82  Cf Lindskog, Skiljeförfarande, En kommentar (3rd edn, 2020) 733–735.

83  Rolf Gummesson AB v Securitas Teknik AB (NJA 1998 p 829). See also Heuman, Arbitration Law of Sweden, Practice and Procedure (2003) 453–455.

84  See Chapter 38, section 2 of the Procedural Code.

85  See Article 31(3) of the SCC Rules.

86  See para 6.164.

87  See discussion at para 6.170.

88  For details, see Brocker, Discovery in International Arbitration—the Swedish Approach, SAR 2001:2, p 19.

89  The relevant provisions in the Swedish Procedural Code are the following:

Chapter 36, Section 5

Persons who may not provide information pursuant to either the Public Access to Information and Secrecy Act (2009:400), Chapter 15, Section 1 or 2, Chapter 16, Section 1 or Chapter 18, Section 5, 6 or 7 or any provision referred to in any of these statutory provisions, may not be heard as a witness concerning that information without the permission by the authority in the activity of which the information has been obtained.

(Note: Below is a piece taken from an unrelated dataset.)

PR #190, opened 2016-08-08
Upload predicted bgs

ps2:
There are two different places predicted BGs can go; recommending we only use the one on LoopSuggested, but keeping both in case we want to use that feature.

Attorneys, physicians, dentists, midwives, trained nurses, psychologists, psychotherapists, officers at family guidance, officers under the Social Services Act (2001:453) and their counsel, and authorised patent attorneys and their counsel in relation to matters of patent law under section 2 of the Act on Authorization of Patent Counsel (2010:1052) may not testify concerning matters entrusted to, or found out by, them in their professional capacity unless the examination is authorized by law or is consented to by person for whose benefit the duty of secrecy is imposed. Mediators under this Act, the Rental Boards Act (1973:188) or the Act on Mediation in Certain Private Law Disputes (2011:860) may not testify concerning matters entrusted to, or found out by, them in their professional capacity unless the examination is authorized by law or is consented to by the person for whose benefit the duty of secrecy is imposed. A person who pursuant to the Public Access to Information and Secrecy Act (2009:400), Chapter 24, Section 8, may not provide the information therein referred to, may be heard as a witness concerning that information only if authorised by law or the person for whose benefit the duty of secrecy is imposed consents thereto.

Attorneys, counsel or defence counsel may be heard as a witness concerning matters entrusted to them in the performance of their assignment only if the party gives consent.

Notwithstanding the provisions in the second and third paragraphs, there is an obligation to give evidence for

  1. 1.  attorneys and their counsel, except for public defenders, in criminal cases where the minimum penalty is at least 2 years’ imprisonment.

  2. 2.  persons other than defence counsel in cases concerning offences referred to in Public Access to Information and Secrecy Act (2009:400), Chapter 10, Section 21 or 23.

  3. 3.  persons obliged to provide information under Chapter 14, Section 1 of the Social Services Act (2001:453) on cases under Chapter 5, Section 2 or Chapter 6, Section 6,13 or 14 of the same Act or under the Special Provisions for the Care of Young Persons Act (1990:52).

Ministers of a congregation other than the Church of Sweden or those having a corresponding standing in such a congregation may not be heard as a witness concerning matters about which they have been informed at a secret confession or else during conversations for pastoral care.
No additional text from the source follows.